┏━━
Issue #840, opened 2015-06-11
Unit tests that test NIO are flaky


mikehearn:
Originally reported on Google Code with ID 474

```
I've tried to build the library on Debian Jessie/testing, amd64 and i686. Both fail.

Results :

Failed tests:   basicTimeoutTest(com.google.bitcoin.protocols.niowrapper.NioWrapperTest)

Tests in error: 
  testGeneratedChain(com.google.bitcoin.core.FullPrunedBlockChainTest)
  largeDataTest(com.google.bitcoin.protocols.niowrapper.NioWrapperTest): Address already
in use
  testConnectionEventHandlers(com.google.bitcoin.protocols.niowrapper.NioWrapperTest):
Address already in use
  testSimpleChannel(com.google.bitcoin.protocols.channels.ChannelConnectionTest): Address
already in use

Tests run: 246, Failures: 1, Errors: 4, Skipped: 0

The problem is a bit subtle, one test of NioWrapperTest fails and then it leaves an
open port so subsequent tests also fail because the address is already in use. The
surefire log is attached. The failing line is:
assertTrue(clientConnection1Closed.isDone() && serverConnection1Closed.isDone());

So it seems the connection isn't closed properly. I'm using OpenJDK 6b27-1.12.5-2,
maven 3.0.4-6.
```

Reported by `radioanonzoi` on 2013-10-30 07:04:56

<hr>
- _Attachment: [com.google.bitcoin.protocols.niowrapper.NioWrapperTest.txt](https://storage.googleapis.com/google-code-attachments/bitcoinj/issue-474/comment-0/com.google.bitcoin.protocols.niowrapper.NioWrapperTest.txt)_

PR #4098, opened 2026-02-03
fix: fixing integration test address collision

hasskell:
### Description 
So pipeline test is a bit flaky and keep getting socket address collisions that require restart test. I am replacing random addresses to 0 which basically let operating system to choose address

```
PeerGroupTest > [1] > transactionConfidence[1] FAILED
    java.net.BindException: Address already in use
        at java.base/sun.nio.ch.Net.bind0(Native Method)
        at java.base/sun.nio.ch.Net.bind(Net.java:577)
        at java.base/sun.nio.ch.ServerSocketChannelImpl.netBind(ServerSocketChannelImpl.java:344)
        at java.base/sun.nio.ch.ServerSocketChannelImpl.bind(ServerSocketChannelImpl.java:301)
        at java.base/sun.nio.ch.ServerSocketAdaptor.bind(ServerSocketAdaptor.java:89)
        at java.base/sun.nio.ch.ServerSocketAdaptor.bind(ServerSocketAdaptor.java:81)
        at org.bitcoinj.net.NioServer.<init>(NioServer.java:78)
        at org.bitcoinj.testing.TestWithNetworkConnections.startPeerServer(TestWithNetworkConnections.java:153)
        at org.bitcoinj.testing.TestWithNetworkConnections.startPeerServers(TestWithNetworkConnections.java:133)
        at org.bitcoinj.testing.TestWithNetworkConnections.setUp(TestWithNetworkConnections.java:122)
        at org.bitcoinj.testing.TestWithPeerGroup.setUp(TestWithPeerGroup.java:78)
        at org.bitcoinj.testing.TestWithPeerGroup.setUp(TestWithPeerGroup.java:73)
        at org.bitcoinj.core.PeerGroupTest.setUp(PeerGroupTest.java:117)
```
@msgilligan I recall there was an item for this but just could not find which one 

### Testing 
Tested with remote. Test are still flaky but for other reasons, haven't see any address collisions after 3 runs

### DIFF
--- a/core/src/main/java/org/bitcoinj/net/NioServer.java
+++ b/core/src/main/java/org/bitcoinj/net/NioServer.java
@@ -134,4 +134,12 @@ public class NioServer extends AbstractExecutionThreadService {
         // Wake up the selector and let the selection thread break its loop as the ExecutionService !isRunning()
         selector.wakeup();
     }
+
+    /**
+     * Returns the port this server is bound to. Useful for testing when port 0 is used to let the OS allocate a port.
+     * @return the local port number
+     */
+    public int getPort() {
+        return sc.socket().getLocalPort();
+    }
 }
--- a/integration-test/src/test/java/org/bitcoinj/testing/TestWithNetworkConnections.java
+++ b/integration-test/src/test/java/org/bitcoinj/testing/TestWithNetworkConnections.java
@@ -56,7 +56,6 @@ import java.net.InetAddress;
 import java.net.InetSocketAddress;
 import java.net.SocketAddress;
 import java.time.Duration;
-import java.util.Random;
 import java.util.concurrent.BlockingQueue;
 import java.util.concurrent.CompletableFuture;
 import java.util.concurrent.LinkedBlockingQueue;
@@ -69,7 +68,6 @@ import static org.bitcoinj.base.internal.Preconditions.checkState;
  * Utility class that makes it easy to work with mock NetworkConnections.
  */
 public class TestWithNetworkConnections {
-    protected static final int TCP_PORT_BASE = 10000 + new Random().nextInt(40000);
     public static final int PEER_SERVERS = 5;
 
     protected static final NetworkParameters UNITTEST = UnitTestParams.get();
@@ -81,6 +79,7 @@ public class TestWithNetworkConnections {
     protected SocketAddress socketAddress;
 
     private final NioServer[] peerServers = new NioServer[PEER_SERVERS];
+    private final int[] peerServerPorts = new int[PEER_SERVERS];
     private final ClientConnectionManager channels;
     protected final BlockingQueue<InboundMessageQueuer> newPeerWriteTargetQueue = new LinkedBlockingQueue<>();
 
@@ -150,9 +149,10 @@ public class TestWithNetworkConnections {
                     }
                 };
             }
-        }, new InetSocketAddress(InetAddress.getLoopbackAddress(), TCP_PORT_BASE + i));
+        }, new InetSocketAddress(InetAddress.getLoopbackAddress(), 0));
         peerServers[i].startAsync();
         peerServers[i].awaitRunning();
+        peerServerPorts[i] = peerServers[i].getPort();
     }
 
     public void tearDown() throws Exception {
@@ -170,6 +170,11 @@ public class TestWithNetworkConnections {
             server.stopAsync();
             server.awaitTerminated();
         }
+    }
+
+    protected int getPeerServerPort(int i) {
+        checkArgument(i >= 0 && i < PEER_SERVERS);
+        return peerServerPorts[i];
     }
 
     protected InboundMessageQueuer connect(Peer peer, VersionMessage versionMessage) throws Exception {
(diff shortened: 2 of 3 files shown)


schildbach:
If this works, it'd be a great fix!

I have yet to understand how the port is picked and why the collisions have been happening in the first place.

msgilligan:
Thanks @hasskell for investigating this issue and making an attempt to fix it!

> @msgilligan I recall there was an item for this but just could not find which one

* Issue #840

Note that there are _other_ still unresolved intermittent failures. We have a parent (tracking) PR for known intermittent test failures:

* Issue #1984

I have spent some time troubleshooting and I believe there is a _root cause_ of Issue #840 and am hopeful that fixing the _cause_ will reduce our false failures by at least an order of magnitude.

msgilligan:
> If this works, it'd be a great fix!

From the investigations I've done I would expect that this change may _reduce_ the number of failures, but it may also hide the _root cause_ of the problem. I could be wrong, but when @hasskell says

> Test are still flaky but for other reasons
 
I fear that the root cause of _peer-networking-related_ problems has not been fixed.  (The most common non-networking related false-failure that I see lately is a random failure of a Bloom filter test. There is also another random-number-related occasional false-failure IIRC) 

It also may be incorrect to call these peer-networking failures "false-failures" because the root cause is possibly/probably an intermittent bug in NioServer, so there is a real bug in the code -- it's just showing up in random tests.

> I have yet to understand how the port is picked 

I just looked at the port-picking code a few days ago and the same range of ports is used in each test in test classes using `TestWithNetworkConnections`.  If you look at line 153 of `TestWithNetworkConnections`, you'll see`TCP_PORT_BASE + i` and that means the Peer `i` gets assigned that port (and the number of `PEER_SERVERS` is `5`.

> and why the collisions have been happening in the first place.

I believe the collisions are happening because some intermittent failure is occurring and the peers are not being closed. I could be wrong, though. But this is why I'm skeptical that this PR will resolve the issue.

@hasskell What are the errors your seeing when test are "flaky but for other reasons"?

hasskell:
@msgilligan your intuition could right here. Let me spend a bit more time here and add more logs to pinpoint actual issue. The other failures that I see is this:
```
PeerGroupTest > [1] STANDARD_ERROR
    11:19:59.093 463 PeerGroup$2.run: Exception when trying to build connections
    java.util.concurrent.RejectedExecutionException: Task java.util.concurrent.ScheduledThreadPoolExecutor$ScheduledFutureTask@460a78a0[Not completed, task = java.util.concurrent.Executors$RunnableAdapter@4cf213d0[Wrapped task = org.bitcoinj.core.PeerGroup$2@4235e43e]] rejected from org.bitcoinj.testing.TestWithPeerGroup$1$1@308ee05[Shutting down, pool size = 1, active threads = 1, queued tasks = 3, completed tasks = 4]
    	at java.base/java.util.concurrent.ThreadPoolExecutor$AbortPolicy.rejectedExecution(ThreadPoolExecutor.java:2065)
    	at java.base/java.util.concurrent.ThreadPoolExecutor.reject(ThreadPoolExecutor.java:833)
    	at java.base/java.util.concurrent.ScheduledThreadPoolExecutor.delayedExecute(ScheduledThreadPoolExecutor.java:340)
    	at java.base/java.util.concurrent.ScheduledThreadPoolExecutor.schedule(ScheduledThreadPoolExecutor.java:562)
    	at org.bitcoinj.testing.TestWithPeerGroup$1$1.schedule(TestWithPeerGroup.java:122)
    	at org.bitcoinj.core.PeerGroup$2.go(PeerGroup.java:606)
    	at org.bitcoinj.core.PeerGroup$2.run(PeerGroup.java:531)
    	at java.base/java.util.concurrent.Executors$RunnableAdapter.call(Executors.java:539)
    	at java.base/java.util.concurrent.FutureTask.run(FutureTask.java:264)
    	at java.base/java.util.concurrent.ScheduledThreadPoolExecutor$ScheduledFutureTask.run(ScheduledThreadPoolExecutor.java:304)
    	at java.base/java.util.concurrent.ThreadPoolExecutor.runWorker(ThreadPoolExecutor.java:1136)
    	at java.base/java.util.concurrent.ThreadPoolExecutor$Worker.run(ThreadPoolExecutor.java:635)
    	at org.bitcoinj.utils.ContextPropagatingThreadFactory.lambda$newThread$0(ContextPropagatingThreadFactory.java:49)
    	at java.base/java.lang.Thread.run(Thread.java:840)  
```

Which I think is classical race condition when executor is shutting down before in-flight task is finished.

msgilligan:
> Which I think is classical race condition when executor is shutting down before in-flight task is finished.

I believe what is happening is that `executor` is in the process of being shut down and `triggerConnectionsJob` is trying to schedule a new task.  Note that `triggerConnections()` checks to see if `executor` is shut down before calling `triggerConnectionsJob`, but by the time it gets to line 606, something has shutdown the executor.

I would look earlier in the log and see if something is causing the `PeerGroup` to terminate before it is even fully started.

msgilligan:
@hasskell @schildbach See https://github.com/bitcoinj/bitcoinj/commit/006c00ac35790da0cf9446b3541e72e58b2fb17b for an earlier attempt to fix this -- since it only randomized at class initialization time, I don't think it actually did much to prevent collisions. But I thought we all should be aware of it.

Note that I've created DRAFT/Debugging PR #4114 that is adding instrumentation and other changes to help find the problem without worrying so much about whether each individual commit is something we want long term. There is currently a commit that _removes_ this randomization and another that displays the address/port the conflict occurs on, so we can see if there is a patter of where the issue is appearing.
┗━━
Exercise goal
Once you have located every line with the word "will" in the material above, list those lines.

Problem solution
I have spent some time troubleshooting and I believe there is a _root cause_ of Issue #840 and am hopeful that fixing the _cause_ will reduce our false failures by at least an order of magnitude.
I believe the collisions are happening because some intermittent failure is occurring and the peers are not being closed. I could be wrong, though. But this is why I'm skeptical that this PR will resolve the issue.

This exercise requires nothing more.